# So how did Count Dooku beat Anakin and Obi Wan?



## PhotonGuy (Oct 11, 2013)

Qui Gon was having a hard time going up against Darth Maul and ultimately he was killed by Maul. The reason was that Qui Gon was old, he was over the hill, past his prime whereas Darth Maul was at his prime. That being the case, in the fight where Anakin goes up against Count Dooku the first time he loses and he loses an arm, in that same fight Obi Wan also loses. Now, Count Dooku is old, he is older than Qui Gon. As it is, Count Dooku was Qui Gon's teacher before he turned to evil, so he is significantly older than Qui Gon. If Qui Gon lost against Darth Maul because he was over the hill, than how is it that Count Dooku, who is older than Qui Gon and thus even more over the hill, able to beat both a budding Anakin and Obi Wan at his prime? It was only when Yoda came to the rescue that Anakin and Obi Wan were saved.


----------



## Bob Hubbard (Oct 11, 2013)

Better scripting? 

Years back, myself and a few friends analyzed that fight, from start to finish.  We came up with the conclusion that there were at least 10-12 openings where Maul could have been finished off, but they went with a fancy move rather than the finishing move.  Quigon lost because rather than finish his opponent off, he went with a cool move, while his opponent went for the kill.  QG fought not to lose, while Maul fought to win.   

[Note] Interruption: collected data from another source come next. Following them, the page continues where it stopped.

PR #408, opened 2013-06-26
Basic dynamic grid layout

justinvdm:
This will be used for the dialogue screen.


justinvdm:
Depends on #416, #417 and #410.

Also, as to Dooku turning to evil....ehh...as they say that might be true, from a certain point of view.  I see Dooku more of a chaotic neutral type myself.  Anakin was in the same way, while Kenobi a bit more of a neutral good type.  QG was pure neutral.


----------



## Instructor (Oct 11, 2013)

Yes I agree, it played out that way because that's what was written in the script.


----------



## zDom (Oct 11, 2013)

Who is "better" or "should win" doesn't necessarily ensure victory; it just stacks the odds in their favor.

"Any given Sunday ..."


----------



## Rich Parsons (Oct 11, 2013)

PhotonGuy said:


> Qui Gon was having a hard time going up against Darth Maul and ultimately he was killed by Maul. The reason was that Qui Gon was old, he was over the hill, past his prime whereas Darth Maul was at his prime. That being the case, in the fight where Anakin goes up against Count Dooku the first time he loses and he loses an arm, in that same fight Obi Wan also loses. Now, Count Dooku is old, he is older than Qui Gon. As it is, Count Dooku was Qui Gon's teacher before he turned to evil, so he is significantly older than Qui Gon. If Qui Gon lost against Darth Maul because he was over the hill, than how is it that Count Dooku, who is older than Qui Gon and thus even more over the hill, able to beat both a budding Anakin and Obi Wan at his prime? It was only when Yoda came to the rescue that Anakin and Obi Wan were saved.



What are the benefits of the dark side? You get to burn points or energy for a harder hit or quicker response. The penality is that one may end up looking like the emperor or other negative side effects. 

Oh and it was written that way.


----------



## rlobrecht (Oct 12, 2013)

Dooku fought dirty, and Obi Wan and Anakin fought clean. Clean should be able to beat dirty, but not if skill levels are similar.


----------



## Bob Hubbard (Oct 12, 2013)

Anakin got his *** handed to him the 1st time due to over confidence and inexperience.   Kenobi was simply outclassed by a classic master of the sword arts.  Dooku also used Form II: Makashi, which relied on precision swordplay, emphasized fluid motion, and a strong defence.  Jinn, Kenobi and Skywalker were experts at Form IV: Ataru, which was an offensive focused aggressive form based on power, speed and strength.  Ataru however is hard on the body and fatigue common. A theory as to why a Master of Jinn's level was defeated was the combination of fatigue and being forced to fight in a confined space allowed Maul the advantage.
This led Kenobi to learn Form III: Soresu which relied on tight bladework and subtle dodges to provide maximum defensive coverage and was much less taxing on ones endurance.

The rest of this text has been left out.